Psyche – Greek word for soul, with its three layers – conscious, personal unconscious and collective unconscious.
Persona – Latin word for mask.
Until puberty most of us are governed by instinct, our unconscious. Around about 14 our conscious begins to develop, by developing a strong ego and persona, until midlife, when we transform.
Jungian psychology believed that it is critical that we develop a strong ego in the first half of our lives, if we are to navigate through midlife with a smooth transition, if there is such a thing.
Our psychological health is defined as ‘balance’ between all of the opposite attitudes, desires, and ways of being, that are part of us. We find a way to integrate these opposites as we become aware of them within us.
Somewhere in our 40′s there is a shift in our psyche, as our ego loses energy, and what was buried deep, starts bubbling to the surface – we pretty much turn inside out. This is what’s called a midlife crisis, and we begin to question all the values, attitudes and assumptions that have given us meaning and certainty in the first half of our life. Our world, as we know it, seems to be crumbling around us, and we are at a loss as to what to do about it. Familiarity is now turning against us, and the opposite of what we once were is surfacing.
Jung was the first psychologist to recognise that a resurgence of individuation occurs in the middle years and continues through the rest of life. This midlife transition is a bridging time between the first half of our lives where we create a life based on what others deem suitable, proper for us, appearances for the outside world, what others expect of us, to what is important to us now.
“I made my decision to ‘jump ship’ (leave home) 3 weeks before my 48th birthday, after years of lovelessness in an empty marriage. My mother on the other hand made her decision to ‘jump ship’ (leave life) 3 weeks before her 58th birthday.”
How many others out there are struggling, denying that there is even a need for this transition. As I watch my grandson, (who will be one in a week) crawling, pulling himself onto furniture, climbing, precariously stepping from one piece of furniture to another, sometimes letting go for a moment, with a tiny startled look in his eyes and a little stiffness in his body as he is aware of an unsupported stance, and quickly grabs hold of something for stability, security. How many of us do the same thing?
Life is going to happen to us one way or another. Is he going to walk on his own, run even? Of course – just like we are going to emerge through this veil, and step into paradise.

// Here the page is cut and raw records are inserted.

PR #303, opened 2015-10-29
Fix iterator error in GameClientPlayer::JobNotWanted

bluss:
Upon erasing an element (and all == true), it would increment the
iterator twice.

Also remove the check against end, which is redundant with the loop
condition.

### DIFF
--- a/src/GameClientPlayer.cpp
+++ b/src/GameClientPlayer.cpp
@@ -800,13 +800,17 @@ void GameClientPlayer::AddJobWanted(const Job job, noRoadNode* workplace)
 
 void GameClientPlayer::JobNotWanted(noRoadNode* workplace,bool all)
 {
-    for(std::list<JobNeeded>::iterator it = jobs_wanted.begin(); it != jobs_wanted.end(); ++it)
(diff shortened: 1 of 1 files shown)


bluss:
Please review, maybe I'm wrong about this code, but I think this was an error.

I didn't find any bug, just ran across this in the code, but the interpretation [from use in buildings/nobHarborBuilding.cpp line 145] is that if a Harbour would have multiple jobs and they were sequential in the jobs list, this bug would mean only every second of the jobs would be properly canceled.

Flamefire:
I'll review that later. But seems alright.

Flow86:
yes I think its correct, the old code would skip one entry (which is wrong) if the call was with "not all", otherwise both codes do the same

src/GameClientPlayer.cpp
```diff
@@ -800,13 +800,17 @@ void GameClientPlayer::AddJobWanted(const Job job, noRoadNode* workplace)
 
 void GameClientPlayer::JobNotWanted(noRoadNode* workplace,bool all)
```
Flow86: the "workplace" here should be const, since its not modified inside this function?

bluss: Yes

PR #306, opened 2015-11-02
Fix wrong building material ordering

Flamefire:
This fixes the problem described in the discussion of #298 where a building site orders to many building materials.

This changes it in a way that those superflous materials are still carried out of the harbour but instantly carried back in. This avoids problems like deleting the Ware in AddWare and accessing it later. This can be caused when Ware->RecalcRoute is called, the ware calls WareDontWantToTravelByShip and this calls AddWare. The caller of RecalcRoute might not be aware of this

Please carefully review this!
Replay: http://www96.zippyshare.com/v/h5ekrbfg/file.html
Save: http://www96.zippyshare.com/v/DVVSu1Vz/file.html

### DIFF
--- a/src/GameClientPlayer.cpp
+++ b/src/GameClientPlayer.cpp
@@ -1342,7 +1342,9 @@ unsigned GameClientPlayer::GetBuidingSitePriority(const noBuildingSite* building
     }
 
     LOG.lprintf("GameClientPlayer::GetBuidingSitePriority: ERROR: BuildingSite or type of it not found in the list!\n");
-    return 0xFFFFFFFF;
+    assert(false);
+    // We may want to multiply this value so don't return the absolute max value
+    return std::numeric_limits<unsigned>::max() / 1000;
 }
 
 void GameClientPlayer::ConvertTransportData(const TransportOrders& transport_data)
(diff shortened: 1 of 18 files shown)


Flamefire:
@jhkl So can this be merged?

Flow86:
one question, since we have a lot pieces where we do some kind of "if state = x do xyz else if state = y ..." and since we have access to boost now, perhaps a look at boost::msm/fsm would appropriate and result to better code?

Flamefire:
I would not do that. I just had a look at it (good find though, didn't know that) and it looks pretty complicated so beginners in coding RTTR will have much more problems understanding, what is going on. Besides that I'm afraid we will run into a lot of issues regarding synchronisation, saving and loading as those state machines have also states which must be saved/loaded and I'm not sure that everything will be (cross-platform) as deterministic as we need it to be...
The current code is ok and there are other problems that should be tackled first. E.g. using smart-pointers to detect dangling pointers.

jhkl:
> @jhkl So can this be merged?

Yep. Sorry, I thought I wrote that here, but I think I only told you so in IRC. :)

Flamefire:
Ok. I just thought you would have merged that already if there was nothing left to change

PR #1283, opened 2020-08-10
Require MSVC 2017+

### LINKED ISSUE #1282: Drop support for MSVC 2015
Continuation of #897 and https://github.com/Return-To-The-Roots/s25client/issues/897#issuecomment-480494023

C&P:

```
Coming across this again. The "constexpr does not imply const in C++14" comes up again. The C4814 is not even listed on the MS pages -.-

Although it is not really required playing with constexpr would be great. This needs MSVC 2017 which also has the /std:c++14 flag with improved compatibility. [@Flow86 ] Do you have any references on the "most used VS"? Is it really required with MSVC 2019 just released and 2017 community edition available?
```

Others found the same issue: https://gitmemory.com/issue/Return-To-The-Roots/s25client/897/480494023

Being able to "just use C++14" would be nice and will avoid having to fix valid C++14 code to be compatible with the C++11/14 mix of MSVC 2015

Is MSVC 2015 still relevant in 2020?

Flamefire:
Closes #1282

### DIFF
--- a/README.md
+++ b/README.md
@@ -113,7 +113,7 @@ Then just run (tests or application) as usual.
 
 - cmake (i.e from <http://www.cmake.org/download/>)
 - boost (i.e from <http://www.boost.org/>)
-- Visual Studio (at least 2015, you can get the community edition for free)
+- Visual Studio (at least 2017, you can get the community edition for free)
 - Git Client (i.e TortoiseGit)
 
 #### Steps
--- a/appveyor.yml
+++ b/appveyor.yml
@@ -1,11 +1,12 @@
 version: 0.8.3.{build}
+
 branches:
   only:
   - master
 
 image:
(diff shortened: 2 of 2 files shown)


Flow86:
but this currently only changes the ci pipelines, no cmake c++ version changes?

Flamefire:
It also updates the requirements in the readme. So after this we can make full use of C++14.

In CMake we already set C++14 as the requirement. I searched for "(MSVC )2015" and found no instances, if you see any code that has workarounds or so for MSVC 2015 which can be removed, tell me.

I didn't go and started updating code to use C++14 features where we couldn't before because how can I search for that? That's got to be incremental over time.

Flamefire:
@Flow86 Agreed or is anything missing?

PR #1286, opened 2020-08-12
Fix musicplayer

### LINKED ISSUE #1278: Removing custom tracks results in strange glyphs
Simply add a custom track and remove it using the interface:
grafik

### LINKED ISSUE #1281: Custom tracks not saved
Possibly related to #1280 but if you add custom music tracks to the music player, they wont be saved and you'll have to readd them.

Flamefire:
This combines some refactoring in order to fix some issues:

- Use optional to be able to distinguish between selected item and "nothing selected". This forces to check for that and makes the semantic clear. This was likely the cause for and fixes #1278 : Integer promotion led to not detecting the invalid value
- Fix #1281 : The playlist was saved in the current folder, not where it should be
- Add a button to manually save the playlist as all progress will be lost when switching between playlists. It is still saved when closing the window
- As the default playlist cannot be saved disable the buttons to do so
- We were saving the playlists into the program folder which is wrong and potentially read-only. Create new folder in user data for that.
- Refactor the playlist class to remove the circular reference to the iwMusicPlayer. This allows to add tests for it

### DIFF
--- a/.clang-tidy
+++ b/.clang-tidy
@@ -29,6 +29,7 @@ Checks: >-
   -readability-named-parameter,
   -readability-static-accessed-through-instance,
   -readability-uppercase-literal-suffix,
+  -readability-identifier-naming,
   -clang-diagnostic-inconsistent-missing-override
 CheckOptions:
   - key: performance-for-range-copy.AllowedTypes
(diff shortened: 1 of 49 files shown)


Flow86:
```
/source/libs/s25main/controls/ctrlTable.cpp:301:28: error: comparison of unsigned expression >= 0 is always true
```

Flamefire:
Fixed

This transition through midlife is different for everyone, as some may walk a relatively smooth path, from the first half of their life through midlife to the second half of their life. Others, may be mimicking tarzan, as they attempt to swing from the cliff to one tree then another, only to have the vines break, and they come tumbling down to the ground. Many will crawl back to the cliff, stay there a while and try again, this time succeeding, many will just stay there for fear of the unknown, only to have a big bird swoop down on you, knocking you off balance, and tumbling off the cliff, leaving life.
Take a risk – live – know that it is okay. Wherever you are at any given time is where you are meant to be. Take the time for yourself, alone time for self-reflection. Focus on what it is you do want, forget what you don’t want.
Love the parts of you that are out of character. Step off that cliff, and know that you will fly.
Look in the mirror, smile, and love the person looking back at you.